The purposes of this study were to determine the prevalence of angiographically significant renal artery stenosis in a patient population referred for diagnostic cardiac catheterization and to develop a model that predicts the highest-risk subset of patients who have significant renal artery narrowing. A prospective validation cohort study was undertaken in a referral-based university hospital.
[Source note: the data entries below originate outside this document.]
PR #98, opened 2017-03-15
Add TraPPE united-atom force field

summeraz:
A force field XML is added for TraPPE united-atom alkanes and alcohols (some alkene parameters are included as well although these are incomplete and commented out).  A library of small molecules has been added for atom typing unit tests.


foyer/tests/utils.py
```diff
@@ -3,8 +3,7 @@
 import numpy as np
 
 
-
-def atomtype(structure, forcefield):
+def atomtype(structure, forcefield, coarse_grained=False):
```
ctk3b: Let's rename this to `non_atomistic`

ctk3b:
I think to fix appveyor change [this line](https://github.com/mosdef-hub/foyer/blob/master/devtools/conda-recipe/meta.yaml#L36) to:

```bash
- foyer/tests/*.txt
```

foyer/tests/utils.py
```diff
@@ -3,8 +3,7 @@
 import numpy as np
 
 
-
-def atomtype(structure, forcefield):
+def atomtype(structure, forcefield, non_atomistic=False):
```
ctk3b: Is this `non_atomistic` flag only required here because this renaming would normally happen in `Forcefield` and doesn't in the way we're doing the tests?

summeraz: Correct.  In `Forcefield` we create new 'elements' for the non-atomistic particles, but the tests are taking elements straight from the MOL2 reader.

foyer/tests/test_forcefield.py
```diff
@@ -23,7 +23,7 @@ def test_load_files():
         ff2 = Forcefield(forcefield_files=ff_file)
         assert len(ff1._atomTypes) == len(ff2._atomTypes)
 
-        ff3 = Forcefield(name=ff_file.split('/')[-1].strip('.xml'))
+        ff3 = Forcefield(name=os.path.split(ff_file)[-1].strip('.xml'))
```
ctk3b: `os.path.splitext(os.path.basename(ff_file))[0]`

After left ventriculography, abdominal aortography was performed to screen for the presence of renal artery disease. A convenience sample of 1,302 of 1,651 consecutive patients undergoing diagnostic cardiac catheterization were enrolled in the study. Of the 1,302 abdominal aortograms performed, 1,235 (95%) were deemed of adequate quality for the evaluation of renal artery anatomy. Renal artery disease was identified in 30% of the patients. Insignificant renal artery stenosis was found in 187 (15%) and significant (greater than or equal to 50% diameter narrowing) stenosis was found in 188 (15%). Significant unilateral disease was present in 11%, and bilateral disease was present in 4%. By univariable and multivariable logistic regression analysis, the association of both clinically and catheterization-derived variables with renal artery disease was assessed. Multivariable predictors included age, severity of coronary artery disease, congestive heart failure, female gender, and peripheral vascular disease. Hypertension was not an associated variable. These data reveal the previously undetected high prevalence of renal artery disease in patients undergoing cardiac catheterization and provide clinical and angiographic features that assist in predicting its presence.